Standard deviation is the most commonly used metric for measuring the volatility, or spread, of data. Besides mean average, it is the most commonly used metric in data science to the point where we never stop to think about why it’s used.

The formula for standard deviation is given by:

$\sigma = \sqrt{\frac{1}{N}\sum_{i=1}^N(x_i-\mu)^2} \text{, where } \mu = \frac{1}{N}\sum_{i=1}^N x_i.$

Not the simplest formula, but it does its job in capturing how data deviates from its mean. Except there is a simpler, more intuitive formula available to us. This metric is called Mean Absolute Deviation (or MAD for short).
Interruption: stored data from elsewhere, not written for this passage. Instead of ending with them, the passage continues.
PR #80, opened 2017-07-27
Add keyboard shortcuts without adding to the menubar

nproctor:
This removes the need for an "Edit" menu by implementing keyboard shortcuts without putting them in the menu. Electron requires local shortcuts to be in the menubar, so instead the keyboard shortcuts are implemented as global shortcuts that are registered on application focus and unregistered when the application loses focus. Right now, it registers copy, cut, paste, zoom-in, and zoom-out, and others can added if needed.

### DIFF
--- a/src/browser/extensions/utils-extension/nativemenu.ts
+++ b/src/browser/extensions/utils-extension/nativemenu.ts
@@ -65,13 +65,15 @@ class NativeMenu extends MenuBar implements IMainMenu {
     private buildNativeMenu(menu: Menu): JupyterMenuItemOptions[] {
         let items = menu.items;
         let nItems = new Array<JupyterMenuItemOptions>(items.length);
-        for (let i = 0, n = nItems.length; i < n; i++) {
+        for (let i = 0; i < items.length; i++) {
             nItems[i] = {command: null, type: null, label: null, submenu: null, accelerator: null};
 
-            if (items[i].type == 'command')
+            if (items[i].type == 'command') {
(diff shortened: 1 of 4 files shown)


ddavidebor:
Why removing the edit menu?

Paste and match style is not discoverable by the user. It would also be a great place to add search and replace functionality. 
It's also a bit of a cornerstone in sw, dumb users could get lost.

lucbouchard1:
@ddavidebor JupyterLab devs decided against an edit menu in early design. You will notice that JupyterLab in the browser does not have an edit menu, @ellisonbg wanted us to be consistent. Copy and paste key bindings are pretty standard, so I don't think it's going to be particularly cumbersome for inexperienced users.

In addition, for design reasons we want to migrate to a frameless window. Since Windows puts the native menu bars in the application window instead of at the top of the screen, using a frameless window causes the native menu bar to be invisible.  Therefore on Windows, we will be including the PhosphorJS DOM-based menu bar. 
The only problem with putting the menu bar in the DOM is that as soon as you click a menu item, it causes any text area that's currently in focus to lose focus. This means executing the browser's copy/paste commands from a DOM edit menu won't actually work, because text area's can't be in focus. In other words, the edit menu is rendered useless. There might be a way to hack around this, but we decided it makes more sense to just omit the edit menu.

I know the Jupyter Notebook already implements find/replace via the command palette, and I assume that functionality is going to be supported by JupyterLab.

ddavidebor:
In this case seems like a nice idea :smile:

PR #86, opened 2017-07-29
Build and release for mac on Travis ( Fix #81 )

### LINKED ISSUE #81: Build for Mac on travis
I'll fix this, just for tracking

ddavidebor:
This PR sets up Travis to build in parallel for linux and macOS. Unfortunately, due to a [bug](https://github.com/electron-userland/electron-builder/issues/1871), i was not able to set up the (pretty great) release feature of electron-builder and had to disable it and use the one in Travis-CI. Didn't want to lock the version to an older one.

In the future, electron-builder will allow to run parallel builds and then merge all artifacts in a single, well configured release.

Thus, for now, all artifacts that will be released are built on macOS. This will allow to release the v0.1.0 and v2.0.0 from a controlled enviroment, even if the person releasing is on linux/win (mac artifacts can only be built on macs.

Someone with write access will need to change the github release secure key from the .travis.yml file following this instructions https://docs.travis-ci.com/user/deployment/releases

Tagged commits (for example from running `npm version patch/minor/major` are automatically built and deployed as github release drafts.


ddavidebor:
@lucbouchard1

ddavidebor:
I nearly got it working with the releasing using electron-builder, which is way more practical and allows for quicker builds https://github.com/fermiumlabs/jupyterlab_app/tree/electron-builder-release

lucbouchard1:
@ddavidebor Great! Can you just submit another PR when you get that working?

ddavidebor:
@lucbouchard1 sure, i've got it working but it will fail in any other repo but jupyterlab/jupyterlab_app so i'm trying to fix this last detail

ddavidebor:
#87

PR #121, opened 2017-08-18
Update JupyterLab to v0.26. Add support for native settings backend.

lucbouchard1:
This PR fixes issue #120. It updates the JupyterLab frontend to the most recent release, in addition to adding support for backend settings. The implementation works as follows:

The formula looks like this:

$\text{MAD} = \frac{1}{N}\sum_{i=1}^N\left|x_i-\mu\right|$.

If you want to know how spread out your data is, doesn’t it make more sense to find the mean, then take the average distance of all the data from that mean? I see no reason why not.

So why is standard deviation the industry standard for measuring spread? I think it’s partly an accident of history, and partly due to the fact that square functions are easier to work with in mathematics (and lead to nicer advanced results).

Compare the square function to the absolute value function below.

Calculus has no way of dealing with that sharp corner on the right.

Okay, so we can see that there are alternatives to standard deviation. What difference does it make when analyzing data?

The consequences of using a 2nd order (or higher) polynomial when measuring spread is that data points further from the mean are weighted higher. Consider the comparison of the two data sets below:

MAD is constant between the two, but standard deviation INCREASES if we included data points that are further out.

Is this good or bad? It just depends on what you’re looking for. Are you more interested in detecting possible outliers between two data sets? Use standard deviation. More interested in how the data deviates from the mean? Give MAD a try.